Material supplied START

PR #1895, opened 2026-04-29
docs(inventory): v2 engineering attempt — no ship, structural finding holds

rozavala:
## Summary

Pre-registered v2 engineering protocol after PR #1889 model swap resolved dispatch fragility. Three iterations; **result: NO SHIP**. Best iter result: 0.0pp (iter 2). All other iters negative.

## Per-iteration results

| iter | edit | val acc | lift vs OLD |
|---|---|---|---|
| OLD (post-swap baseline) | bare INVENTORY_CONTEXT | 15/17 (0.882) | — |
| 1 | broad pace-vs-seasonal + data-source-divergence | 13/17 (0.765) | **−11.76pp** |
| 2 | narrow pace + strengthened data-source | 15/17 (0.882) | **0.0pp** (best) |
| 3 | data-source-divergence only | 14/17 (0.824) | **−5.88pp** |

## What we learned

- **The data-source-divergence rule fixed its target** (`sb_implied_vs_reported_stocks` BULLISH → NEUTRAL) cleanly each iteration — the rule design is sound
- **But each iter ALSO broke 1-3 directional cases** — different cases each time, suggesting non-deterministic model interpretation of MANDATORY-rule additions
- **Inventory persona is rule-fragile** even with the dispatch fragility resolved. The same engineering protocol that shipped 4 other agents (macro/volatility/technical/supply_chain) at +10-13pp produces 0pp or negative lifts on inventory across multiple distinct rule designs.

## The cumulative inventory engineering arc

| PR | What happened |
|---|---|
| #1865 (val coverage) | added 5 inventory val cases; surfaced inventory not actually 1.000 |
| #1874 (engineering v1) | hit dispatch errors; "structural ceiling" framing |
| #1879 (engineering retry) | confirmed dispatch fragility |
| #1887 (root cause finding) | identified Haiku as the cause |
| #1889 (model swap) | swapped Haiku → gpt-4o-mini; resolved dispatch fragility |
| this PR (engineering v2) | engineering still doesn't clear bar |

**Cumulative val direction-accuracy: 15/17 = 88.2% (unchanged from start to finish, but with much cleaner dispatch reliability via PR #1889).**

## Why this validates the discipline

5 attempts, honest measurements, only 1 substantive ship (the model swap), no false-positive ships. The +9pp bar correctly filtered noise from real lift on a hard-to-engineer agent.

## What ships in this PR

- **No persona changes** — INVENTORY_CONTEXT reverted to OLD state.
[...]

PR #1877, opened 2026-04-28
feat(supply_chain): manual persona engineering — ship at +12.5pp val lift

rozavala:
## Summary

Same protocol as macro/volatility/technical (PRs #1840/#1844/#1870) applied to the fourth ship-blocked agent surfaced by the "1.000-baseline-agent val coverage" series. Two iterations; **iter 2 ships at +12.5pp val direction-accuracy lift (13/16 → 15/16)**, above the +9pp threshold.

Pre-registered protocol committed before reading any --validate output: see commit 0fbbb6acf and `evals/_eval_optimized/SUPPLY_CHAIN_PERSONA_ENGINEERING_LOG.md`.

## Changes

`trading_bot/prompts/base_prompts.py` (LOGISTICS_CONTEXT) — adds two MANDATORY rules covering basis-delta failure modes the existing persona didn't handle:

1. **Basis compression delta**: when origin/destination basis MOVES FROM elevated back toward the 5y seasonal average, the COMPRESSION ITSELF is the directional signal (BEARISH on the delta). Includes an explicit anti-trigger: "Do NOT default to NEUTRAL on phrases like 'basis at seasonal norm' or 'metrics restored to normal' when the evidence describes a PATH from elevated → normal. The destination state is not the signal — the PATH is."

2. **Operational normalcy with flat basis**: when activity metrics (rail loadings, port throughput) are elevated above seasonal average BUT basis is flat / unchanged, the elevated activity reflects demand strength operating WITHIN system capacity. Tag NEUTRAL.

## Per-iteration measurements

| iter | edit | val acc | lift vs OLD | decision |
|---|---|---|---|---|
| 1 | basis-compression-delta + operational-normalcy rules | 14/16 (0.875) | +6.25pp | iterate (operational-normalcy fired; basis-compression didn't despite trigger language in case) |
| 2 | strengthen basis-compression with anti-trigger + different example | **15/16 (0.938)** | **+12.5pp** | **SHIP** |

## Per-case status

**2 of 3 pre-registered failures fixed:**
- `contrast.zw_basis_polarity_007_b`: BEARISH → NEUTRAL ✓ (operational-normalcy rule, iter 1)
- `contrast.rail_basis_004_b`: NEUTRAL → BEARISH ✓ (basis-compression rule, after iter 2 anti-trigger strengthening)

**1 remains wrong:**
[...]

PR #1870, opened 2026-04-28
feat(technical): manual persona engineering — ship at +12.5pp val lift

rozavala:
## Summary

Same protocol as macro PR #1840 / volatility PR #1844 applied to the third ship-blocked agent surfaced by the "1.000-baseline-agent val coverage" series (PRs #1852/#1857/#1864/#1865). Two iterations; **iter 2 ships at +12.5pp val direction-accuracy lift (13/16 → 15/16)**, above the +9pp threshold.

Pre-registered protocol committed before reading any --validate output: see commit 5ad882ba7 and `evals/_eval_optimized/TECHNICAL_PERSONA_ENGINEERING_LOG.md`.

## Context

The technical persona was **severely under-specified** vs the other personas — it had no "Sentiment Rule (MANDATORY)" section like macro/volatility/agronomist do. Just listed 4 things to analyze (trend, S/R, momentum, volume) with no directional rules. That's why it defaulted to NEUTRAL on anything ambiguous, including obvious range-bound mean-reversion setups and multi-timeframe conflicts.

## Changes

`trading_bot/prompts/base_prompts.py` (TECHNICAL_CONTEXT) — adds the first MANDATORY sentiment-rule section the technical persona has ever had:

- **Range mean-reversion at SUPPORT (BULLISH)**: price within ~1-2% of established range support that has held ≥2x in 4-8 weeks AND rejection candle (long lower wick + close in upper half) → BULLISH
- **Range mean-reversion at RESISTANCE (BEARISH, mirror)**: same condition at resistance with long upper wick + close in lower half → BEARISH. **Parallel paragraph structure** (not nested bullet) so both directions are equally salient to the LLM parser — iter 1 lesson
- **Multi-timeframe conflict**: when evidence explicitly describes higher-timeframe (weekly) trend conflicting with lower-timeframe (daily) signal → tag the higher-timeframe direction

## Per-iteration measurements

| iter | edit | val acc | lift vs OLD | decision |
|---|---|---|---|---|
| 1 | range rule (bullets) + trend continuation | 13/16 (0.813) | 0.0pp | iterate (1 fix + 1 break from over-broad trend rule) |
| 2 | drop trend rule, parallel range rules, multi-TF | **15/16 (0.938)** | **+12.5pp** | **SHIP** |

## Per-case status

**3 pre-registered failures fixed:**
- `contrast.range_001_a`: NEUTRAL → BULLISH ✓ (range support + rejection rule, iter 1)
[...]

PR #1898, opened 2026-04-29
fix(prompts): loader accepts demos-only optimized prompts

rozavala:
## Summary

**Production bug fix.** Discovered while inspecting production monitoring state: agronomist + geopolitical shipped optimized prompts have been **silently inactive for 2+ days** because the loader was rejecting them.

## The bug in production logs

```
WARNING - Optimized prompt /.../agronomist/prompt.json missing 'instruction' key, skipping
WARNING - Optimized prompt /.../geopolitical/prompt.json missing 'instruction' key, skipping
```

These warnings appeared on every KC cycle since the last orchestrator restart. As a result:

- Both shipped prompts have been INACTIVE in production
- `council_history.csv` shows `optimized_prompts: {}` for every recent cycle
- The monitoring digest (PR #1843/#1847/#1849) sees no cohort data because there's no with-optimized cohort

Material supplied END

### [Problem details]
Take the lines above from the one containing "- **Inventory persona" down to the one containing "resolved dispatch fragility |", and transcribe them exactly, both ends included.

### [Problem solution]
- **Inventory persona is rule-fragile** even with the dispatch fragility resolved. The same engineering protocol that shipped 4 other agents (macro/volatility/technical/supply_chain) at +10-13pp produces 0pp or negative lifts on inventory across multiple distinct rule designs.

## The cumulative inventory engineering arc

| PR | What happened |
|---|---|
| #1865 (val coverage) | added 5 inventory val cases; surfaced inventory not actually 1.000 |
| #1874 (engineering v1) | hit dispatch errors; "structural ceiling" framing |
| #1879 (engineering retry) | confirmed dispatch fragility |
| #1887 (root cause finding) | identified Haiku as the cause |
| #1889 (model swap) | swapped Haiku → gpt-4o-mini; resolved dispatch fragility |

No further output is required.